US Presidential Election: Markets are keenly observing the developments regarding the US Presidential election, which analysts say, have the potential to impact market sentiment. 

“Election season has now arrived for world financial markets. With opinion polls so seemingly close in the US presidential race, it is clear that markets would prefer Hillary Clinton over Donald Trump, most particularly bond markets,” says Christopher Wood, managing director and equity strategist, CLSA in his weekly note, GREED & fear.

According to a survey findings, Nomura expects the S&P500 to fall more than 3% in immediate reaction to a Trump victory.

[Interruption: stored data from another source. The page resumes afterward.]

PR #1584, opened 2026-08-19
fix: detect silently dead gRPC streams via per-stream liveness

GabrielePicco:
Follow-up to #1583 — the root-cause fix for the transport layer that ghosted the programdata watch in the first place.

## Problem

The laser actor's liveness watchdog kept **one actor-wide** last-activity timestamp. Every stream carries a slot-update filter (an update ~every chain slot), so any live stream kept resetting the watchdog while a sibling stream sat dead — an h2 half-open wedge or a failed SDK-internal resume kills a single stream without erroring, and the actor deliberately leaves reconnectable statuses to the SDK. The dead stream's accounts silently lost every notification, and no repair path could help: resubscribe attempts dedupe against the client's own `is_subscribed()` bookkeeping, which still said subscribed. This is the mechanism behind the devnet-tee incident where a program missed every upgrade for three days (probe subscriptions worked instantly on the same node because they opened fresh streams).

## Fix

Track last activity **per stream** in the `StreamManager`:

- Recorded in `next_update` for **successful** items only — a stream stuck in an SDK retry loop emitting statuses must not keep resetting the watchdog.
- Seeded with a **startup grace** (30s) at stream insertion: SDK connection setup and upstream activation/backfill legitimately delay the first update past the steady-state 5s window, and a spurious trip would tear down healthy siblings.
- **Carried over on promotion** (CurrentNew → UnoptimizedOld relocates the same live stream), so a stream already going quiet cannot reset its age by moving.
- A handle whose stream is **missing from the map** ended silently — tokio's `StreamMap` reaps finished children during polling with no notification while siblings remain — and is reported as infinite silence (expected-topology check).

The actor's liveness tick reconnects when **any** stream is silent past the window. Recovery is unchanged and force-resubscribes by construction: `signal_connection_issue` clears the manager, so the SubMux reconnect restores every subscription from the authoritative tracker with no already-subscribed dedupe in the way. Detection of the incident class goes from *never* to ≤7s (5s window + 2s check interval).

## Testing

Five new StreamManager tests: silent sibling domination (the exact masking bug), silently-ended stream detection, startup grace, error items not counting as liveness, and the no-streams idle case. Full chainlink suite: 399 passed. The ended-stream test polls with no update queued so the `StreamMap`'s randomized poll order cannot make it flaky.

Stacked on #1583: that PR's sweep remains the transport-independent floor (≤5 min); this PR restores the fast path (~1 slot) by making single-stream death detectable and recoverable.

## Summary by CodeRabbit

* **Bug Fixes**
  * Improved connection liveness monitoring by tracking activity independently for each stream.
  * Reconnects are now triggered when any active stream becomes silent beyond the five-second threshold.
  * Prevented idle actors without active streams from being incorrectly disconnected.
  * Added startup grace handling and ignored failed updates when determining stream activity.
  * Improved handling of closed, missing, and dropped streams.

### DIFF
--- a/magicblock-chainlink/src/remote_account_provider/chain_laser_actor/actor.rs
+++ b/magicblock-chainlink/src/remote_account_provider/chain_laser_actor/actor.rs
@@ -25,7 +25,7 @@ use solana_pubkey::Pubkey;
 use solana_sdk_ids::sysvar::clock;
 use tokio::{
     sync::{mpsc, oneshot},
-    time::{interval, Instant, MissedTickBehavior},
+    time::{interval, MissedTickBehavior},
 };
 use tonic::Code;
 use tracing::*;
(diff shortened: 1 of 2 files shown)


bmuddha (approved):
LGTM

bzawisto (approved):

Issue #878, opened 2026-01-22
Add realloc instructions for data growth over 10 KB


snawaz:
## Goal

Add realloc instructions for data growth over 10 KB.

## Why

The current behavior or architecture does not provide this outcome.

## Scope

**Request**
Solana does not allow account reallocation of more than ~10KB in a single instruction.

So if: 

```
(committed_account_datalen - base_account_datalen) > 10KB
```

then all commit instruction variants will fail due to the runtime realloc limit.

To handle this scenario, the committor-service should detect large data growth and issue one or more dedicated realloc instructions before sending the commit instruction. This keeps commit instructions within Solana’s realloc constraints and avoids runtime failures!

**It's a low-priority issue.**

PR #1588, opened 2026-08-21
hotfix: restrict large commits

taco-paco:
## What changed

Here we prohibit scheduling commit of account that is larger than 10_240 threshold. 
TODO: This restriction will be removed once #878 will be resolved.

We consider this to be non-breaking(likely) change for users as on mainnet currently there're 0 delegated accounts larger than 10_240 cap on mainnet.

Closes #ISSUE

## Summary by CodeRabbit

* **Bug Fixes**
  * Prevented scheduling or committing accounts that exceed the permitted data-growth limit.
  * Oversized accounts now fail with an invalid account data error instead of being processed.

* **Tests**
  * Added coverage confirming oversized accounts are rejected.
  * Added coverage confirming accounts exactly at the permitted limit succeed.

### DIFF
--- a/programs/magicblock/src/schedule_transactions/process_schedule_commit.rs
+++ b/programs/magicblock/src/schedule_transactions/process_schedule_commit.rs
@@ -6,6 +6,7 @@ use magicblock_core::intent::{
 };
 // no direct token remap helpers needed here; handled in CommittedAccount builder
 use solana_account::{ReadableAccount, WritableAccount};
+use solana_account_info::MAX_PERMITTED_DATA_INCREASE;
 use solana_instruction::error::InstructionError;
 use solana_log_collector::ic_msg;
 use solana_program_runtime::invoke_context::InvokeContext;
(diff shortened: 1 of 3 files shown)


programs/magicblock/src/schedule_transactions/process_schedule_commit.rs
```diff
@@ -169,6 +170,19 @@ pub(crate) fn process_schedule_commit(
...
+            > MAX_PERMITTED_DATA_INCREASE
+        {
+            ic_msg!(
+                invoke_context,
+                "ScheduleCommit ERR: account {} is too large to be committed",
+                acc_pubkey
+            );
+            return Err(InstructionError::InvalidAccountData);
+        }
+
```
snawaz, line 185: Do we need this restriction as it fails anyway (though at later stage)? Since the next set of PRs will actually fix it, we'll have to undo the changes in this PR.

“Specifically, and excluding factors other than simply the election result, we would expect equitymarkets in Hong Kong / China, Korea and the Philippines to be most affected, with India, Singapore and Indonesia in the next grouping, and Thailand and Malaysia falling into the least affected camp,”Nomura says.

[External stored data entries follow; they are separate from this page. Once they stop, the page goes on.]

PR #1589, opened 2026-08-21
feat: Magic ATA support (v2)

### LINKED ISSUE #1575: Support rent-pending ATA materialization in the validator

GabrielePicco:
## What

Adds Magic ATA support to the validator: SPL associated token accounts can be created directly inside the ER for destinations whose base-layer eATA has not been materialized yet, marked with a `SysvarRent` close-authority sentinel. A Magic ATA exists and behaves as a normal token account inside the ER only. This replaces eager base-layer materialization for private transfer destinations and enables the encrypted-destination shuttle flow in the ephemeral SPL token program.

A funded Magic ATA takes precedence over a base-layer delegation of the same ATA. The two merge only once the Magic ATA is drained to zero through the shuttle flow, after which the eATA projection replaces it.

## Key changes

Rate hike by the US Fed: The US Federal Reserve (US Fed) kept rates steady in its recent policy review in September. However, analysts say that the US central bank is preparing the markets for a hike in its December policy review, which could see a knee-jerk reaction from the emergingmarkets and impact flows in the short-term.

"The US Fed is still huffing and puffing, but unwilling to blow anything down. We may get one hike in December, but clearly we are seeing less and less confidence in their ability to normalise much," Hong Kong-based Michael Every, head of financial markets research for Asia-Pacific at Rabobank International had told Business Standard in an interview

Oil Prices: For the first time since 2008, Organisation of Petroleum Exporting Countries (OPEC), agreed to limit production by 700,000 barrels per day (bpd) to between 32.5 million and 33 million barrels of oil per day. 

According to Goldman Sachs, the deal should add $7 to $10 to oil prices in the first half of next year. This could be a sentiment dampener for India, which imports nearly 70% of its oil requirements. Moreover, any spike in inflation on account of a rise in oil prices could hold back RBI from cutting rates.